# How Far Will Goats Wander?



## beccachow (Nov 8, 2008)

Seems like the goat pasture isn't taking off this year. However, just outside the pen is lush grren tall grass, weeds as far as the eye can see, tasty juicy morsels. ****** had been hopping out a few times over the past few weeks til we fixed the area he was jumping, and I never found him very far from the pen at all. Annie had been ducking under, and she never strayed either. Sammy Sheep had dodged past me and stopped dead at the gate to eat the long grass. There are woodpiles and various things to climb and jump all over. 

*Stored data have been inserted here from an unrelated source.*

PR #564, opened 2017-11-19
Use the global var instance to save client objects

rthallisey:
Instead of using sync to make sure we initialize the clients once, use the ```initializeClients``` function to create the clients the first time and store them in the instances struct.

 - Global variable will save client objects
 - No need to pass around log to the clients pkg

### DIFF
--- a/pkg/apb/executor.go
+++ b/pkg/apb/executor.go
@@ -69,10 +69,7 @@ func ExecuteApb(
 	}
 
 	secrets := GetSecrets(spec)
-	k8scli, err := clients.Kubernetes()
-	if err != nil {
-		return executionContext, err
-	}
+	k8scli := clients.Kubernetes()
 
 	labels := map[string]string{
 		"apb-fqname": spec.FQName,
--- a/pkg/apb/provision_or_update.go
+++ b/pkg/apb/provision_or_update.go
@@ -52,15 +52,11 @@ func provisionOrUpdate(
 		return "", nil, errors.New("No image field found on instance.Spec")
 	}
 
-	k8scli, err := clients.Kubernetes()
-	if err != nil {
-		log.Error("Something went wrong getting kubernetes client")
-		return "", nil, err
-	}
+	k8scli := clients.Kubernetes()
 
 	ns := instance.Context.Namespace
 	log.Info("Checking if namespace %s exists.", ns)
-	_, err = k8scli.Client.CoreV1().Namespaces().Get(ns, metav1.GetOptions{})
+	_, err := k8scli.Client.CoreV1().Namespaces().Get(ns, metav1.GetOptions{})
 	if err != nil {
 		return "", nil, fmt.Errorf("Project %s does not exist", ns)
 	}
--- a/pkg/apb/secrets.go
+++ b/pkg/apb/secrets.go
@@ -167,10 +167,7 @@ func paramInSecret(param ParameterDescriptor, secretKeys []string) bool {
 }
 
 func getSecretKeys(secretName, namespace string) ([]string, error) {
-	k8scli, err := clients.Kubernetes()
-	if err != nil {
-		return nil, err
-	}
+	k8scli := clients.Kubernetes()
 
 	secretData, err := k8scli.Client.CoreV1().Secrets(namespace).Get(secretName, meta_v1.GetOptions{})
 	if err != nil {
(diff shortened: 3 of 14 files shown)


rthallisey:
> What's the reasoning for this change?
>
We substitute using sync to guarantee one client creation with creating the clients during broker initialization.
We gain from this:
  - Removal of sync library
  - No need to pass around a log object
  - Simplifies client pkg and removes code

> It looks like all the calling code assumes the client instances have been set. 
>
Yes.  After ```initClients``` has run, you will always have a valid client because the config file in the pod will never change.  We make the same assumption with sync.  Where this could error is if someone adds code that does ```instance.Kubernetes = nil```. <- that code we shouldn't merge.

SO...would it be conceivable to allow them out of the goat pen, with the gate wide open to encourage them to go back in for water, and to round them up shake some grain in buckets? I would naturally only do this when I was home and could go out and check on them, and only during the day. There ARE some woods they can wander, should I worry about that? Big trails that dump out onto the neighbors fields. Closest large animals pens hundreda and hundreda of yards away, my horse fence has electric and the cow field has 4 board fencing. Road...waaaaaaay out yonder. Then it is a lane, then the actual main road is even way-er out yonder-er.

What do you think? Do you guys do this?


----------



## Alice In TX/MO (May 10, 2002)

Mine won't go far alone. If I'm walking with them, we all go into the forest for browse, but if they get startled, they head back to the pen.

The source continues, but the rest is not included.